Aside: even 512-byte LUKS sectors are harmless under btrfs
This section covers the 512-byte LUKS sector case – the test drives
above, and the historical worry that motivated --sector-size 4096 in
the first place. It does not describe the NAS, which gets 4096-byte
LUKS sectors from auto-detect. Even at 512-byte sectors, btrfs sees no
read-modify-write penalty.
The three layers
btrfs (always 4096-byte blocks)
-> LUKS (512 or 4096-byte sectors)
-> physical disk (512 or 4096-byte sectors)

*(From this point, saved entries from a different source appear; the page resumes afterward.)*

PR #2696, opened 2026-08-02
Support registry auth for workload image scans

### LINKED ISSUE #2695: Support authenticated registry pulls for scan --scan-images and mapped registries
## Problem

`kubescape scan image` accepts `--username` and `--password`, but `kubescape scan --scan-images` does not expose registry credentials at all. When scanning workload images discovered from a cluster or repo, Kubescape currently calls image scanning with empty credentials:

https://github.com/kubescape/kubescape/blob/master/core/core/scan.go#L405-L410

This makes private workload images and authenticated registry mappings fail unless anonymous pulls happen to work.

There is also a nearby limitation in the flag help: `--registry-mapping` currently says mapped registries must allow anonymous pulls:

https://github.com/kubescape/kubescape/blob/master/cmd/scan/scan.go#L188

That is a real product gap for private OpenShift/internal registry mirrors and private mirrored registries.

## Current behavior

`scan image` wires only username/password into `ImageScanInfo`:

https://github.com/kubescape/kubescape/blob/master/cmd/scan/image.go#L62-L68

`ScanImage` then converts those into `imagescan.RegistryCredentials`:

https://github.com/kubescape/kubescape/blob/master/core/core/image_scan.go#L303-L306

But cluster/workload image scanning ignores credentials entirely:

```go
scanWithRegistryMapping(
    ctx, svc, img, imagescan.RegistryCredentials{},
    registryMapping, nil, nil,
)
```

The lower-level scanner also only models username/password, even though the underlying Stereoscope credential type supports authority-scoped credentials and bearer tokens:

https://github.com/kubescape/kubescape/blob/master/pkg/imagescan/imagescan.go#L38-L45
https://github.com/kubescape/kubescape/blob/master/pkg/imagescan/imagescan.go#L133-L137

## Expected behavior

Users should be able to scan private images discovered from workloads, for example:

```sh
kubescape scan --scan-images \
  --registry-username "$USER" \
  --registry-password "$TOKEN"
```

For mapped registries, credentials should also be usable:

```sh
kubescape scan --scan-images \
  --registry-mapping image-registry.openshift-image-registry.svc:5000=registry.company.com \
  --registry-username "$USER" \
  --registry-password "$TOKEN"
```

Optional stretch: support bearer-token and authority-scoped credentials, for example:

```sh
kubescape scan --scan-images \
  --registry-auth registry.company.com=token:$TOKEN
```

## Suggested implementation

- Extend `pkg/imagescan.RegistryCredentials` to include `Authority` and `Token`.
- Change `getProviderConfig` to populate Stereoscope credentials only when a credential is actually provided, preserving default keychain fallback.
- Add a shared credential parser/helper in `cmd/shared`, reused by `scan image` and root `scan --scan-images` paths.
- Add scan command flags for image registry auth, likely `--registry-username`, `--registry-password`, and optionally `--registry-token` or `--registry-auth`.
- Thread credentials through `cautils.ScanInfo` or a small image-scan options struct into `scanSingleImage`.
- Ensure `scanWithRegistryMapping` reuses the same credentials for mapped images.
- Update flag help to remove the “anonymous pulls only” limitation.
- Add focused tests in `cmd/scan`, `cmd/shared`, `pkg/imagescan`, and `core/core`.

## Acceptance criteria

- `kubescape scan --scan-images` can scan private images when registry credentials are provided.
- `kubescape scan image` keeps existing `--username/-u` and `--password/-p` behavior.
- No credentials provided still uses the underlying default keychain behavior.
- Mapped registry scans can authenticate to the mapped registry.
- Tests cover CLI validation/plumbing, provider config generation, and `scanSingleImage` credential forwarding.

Suggested test command:

```sh
go test ./cmd/scan ./cmd/shared ./pkg/imagescan ./core/core
```

AnvayKharb:
## Summary

Closes #2695.

- add registry auth fields for `scan --scan-images`: `--registry-username`, `--registry-password`, `--registry-token`, and `--registry-authority`
- pass workload image scan credentials through `scanSingleImage` and registry-mapping retry paths
- extend direct `scan image` credential handling with token/authority support while preserving `-u/--username` and `-p/--password`
- only pass explicit credentials to Syft/Stereoscope when an authenticator is configured, preserving default keychain fallback
- add validation for incomplete or conflicting registry auth options

## Tests

```sh
go test ./cmd/scan ./cmd/shared ./pkg/imagescan ./core/core
go test ./cmd/... ./pkg/imagescan ./core/core ./core/cautils
```

## Summary by CodeRabbit

* **New Features**
  * Added registry authentication for image scans using username/password or bearer tokens.
  * Added registry authority and credential options through command-line flags and environment variables.
  * Explicit command-line credentials take precedence over environment-based credentials.
  * Added validation for incomplete, conflicting, or improperly scoped credentials.
  * Registry credentials now propagate through image scanning, including registry mappings.
* **Documentation**
  * Expanded private-registry troubleshooting guidance, including credential configuration and debug-log collection.

### DIFF
--- a/cmd/scan/image.go
+++ b/cmd/scan/image.go
@@ -30,8 +30,6 @@ var (
 
 // getImageCmd returns the scan image command
 func getImageCmd(ks meta.IKubescape, scanInfo *cautils.ScanInfo) *cobra.Command {
-	var imgCredentials shared.ImageCredentials
-
 	cmd := &cobra.Command{
 		Use:     "image <image>:<tag> [flags]",
 		Short:   "Scan an image for vulnerabilities",
@@ -58,11 +56,22 @@ func getImageCmd(ks meta.IKubescape, scanInfo *cautils.ScanInfo) *cobra.Command 
 			if err := shared.ValidateImageScanInfo(scanInfo); err != nil {
 				return err
 			}
+			credentials := shared.ImageCredentials{
+				Authority: scanInfo.RegistryAuthority,
+				Username:  scanInfo.RegistryUsername,
+				Password:  scanInfo.RegistryPassword,
+				Token:     scanInfo.RegistryToken,
+			}
+			if err := shared.ValidateImageCredentials(credentials); err != nil {
+				return err
+			}
 
 			imgScanInfo := &metav1.ImageScanInfo{
+				Authority:          credentials.Authority,
 				Image:              args[0],
-				Username:           imgCredentials.Username,
-				Password:           imgCredentials.Password,
+				Username:           credentials.Username,
+				Password:           credentials.Password,
+				Token:              credentials.Token,
 				Exceptions:         scanInfo.UseExceptions,
 				UseDefaultMatchers: scanInfo.UseDefaultMatchers,
 			}
@@ -80,8 +89,8 @@ func getImageCmd(ks meta.IKubescape, scanInfo *cautils.ScanInfo) *cobra.Command 
 		},
 	}
 
-	cmd.PersistentFlags().StringVarP(&imgCredentials.Username, "username", "u", "", "Username for registry login")
-	cmd.PersistentFlags().StringVarP(&imgCredentials.Password, "password", "p", "", "Password for registry login")
+	cmd.PersistentFlags().StringVarP(&scanInfo.RegistryUsername, "username", "u", "", "Username for registry login")
+	cmd.PersistentFlags().StringVarP(&scanInfo.RegistryPassword, "password", "p", "", "Password for registry login")
 
 	return cmd
 }
--- a/cmd/scan/scan.go
+++ b/cmd/scan/scan.go
@@ -4,6 +4,7 @@ import (
 	"context"
 	"flag"
 	"fmt"
+	"os"
 	"strings"
 
 	"github.com/kubescape/go-logger"
@@ -14,6 +15,7 @@ import (
 	"github.com/kubescape/kubescape/v3/core/pkg/reportcrypto"
 	v1 "github.com/kubescape/opa-utils/httpserver/apis/v1"
 	"github.com/spf13/cobra"
+	"github.com/spf13/pflag"
 )
 
 var scanCmdExamples = fmt.Sprintf(`
@@ -67,6 +69,7 @@ func GetScanCommand(ks meta.IKubescape) *cobra.Command {
 					scanInfo.ControlsVersion,
 				)
 			}
+			applyRegistryCredentialsFromEnv(cmd, &scanInfo)
 			return nil
 		},
 		RunE: func(cmd *cobra.Command, args []string) error {
@@ -92,6 +95,19 @@ func GetScanCommand(ks meta.IKubescape) *cobra.Command {
 				shared.ScanFormats,
 			); err != nil {
 				return err
+			}
+			if scanInfo.ScanImages {
+				if err := shared.ValidateImageScanInfo(&scanInfo); err != nil {
+					return err
+				}
+				if err := shared.ValidateWorkloadImageCredentials(shared.ImageCredentials{
+					Authority: scanInfo.RegistryAuthority,
+					Username:  scanInfo.RegistryUsername,
+					Password:  scanInfo.RegistryPassword,
+					Token:     scanInfo.RegistryToken,
+				}); err != nil {
+					return err
+				}
 			}
 
 			if scanInfo.EncryptionEnabled {
@@ -185,7 +201,11 @@ func GetScanCommand(ks meta.IKubescape) *cobra.Command {
 	scanCmd.PersistentFlags().BoolVarP(&scanInfo.EnableRegoPrint, "enable-rego-prints", "", false, "Enable sending to rego prints to the logs (use with debug log level: -l debug)")
 	scanCmd.PersistentFlags().BoolVarP(&scanInfo.ScanImages, "scan-images", "", false, "Scan resources images")
 	scanCmd.PersistentFlags().BoolVarP(&scanInfo.UseDefaultMatchers, "use-default-matchers", "", true, "Use default matchers (true) or CPE matchers (false) for image scanning")
-	scanCmd.PersistentFlags().StringToStringVar(&scanInfo.RegistryMapping, "registry-mapping", nil, "Map internal registry hosts to reachable ones, e.g. --registry-mapping image-registry.openshift-image-registry.svc:5000=registry.company.com (host[:port], no scheme; mapped registry must allow anonymous pulls on cluster/workload scan paths)")
+	scanCmd.PersistentFlags().StringToStringVar(&scanInfo.RegistryMapping, "registry-mapping", nil, "Map internal registry hosts to reachable ones, e.g. --registry-mapping image-registry.openshift-image-registry.svc:5000=registry.company.com (host[:port], no scheme)")
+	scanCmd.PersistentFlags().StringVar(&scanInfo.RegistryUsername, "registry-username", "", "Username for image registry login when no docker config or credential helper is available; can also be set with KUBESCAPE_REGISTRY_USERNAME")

Why –sector-size 4096 exists
Read-modify-write amplification happens at the physical disk when something writes less than a full physical sector. Example: writing a single 512-byte LUKS sector to a 4096-byte-physical-sector disk forces the disk to read 4096 bytes, modify 512, and write 4096 back.
Why btrfs avoids it even at 512-byte LUKS sectors
btrfs never writes anything smaller than 4096 bytes. Take a 4096-byte btrfs write landing on a LUKS device with 512-byte sectors. dm-crypt encrypts that write as 8 x 512-byte crypto sectors internally – but the internal crypto-sector count is not the I/O count:
dm-crypt does not split the write – it allocates one clone bio for the entire write and submits it downstream as a single bio:
clone = crypt_alloc_buffer(io, io->base_bio->bi_iter.bi_size);– Linux 6.18.33,
drivers/md/dm-crypt.c(kcryptd_crypt_write_convert)
The physical disk therefore receives a full 4096-byte write – no read-modify-write penalty. The only overhead is CPU: 8 IV computations and 8 smaller AES operations instead of 1. With AES-NI doing multiple GB/s, that is negligible next to spinning-disk speeds.
When –sector-size 4096 would matter
Filesystems that can issue sub-4096 writes: ext4 with 1K blocks, raw
dd, database engines doing 512-byte writes. btrfs is not one of them.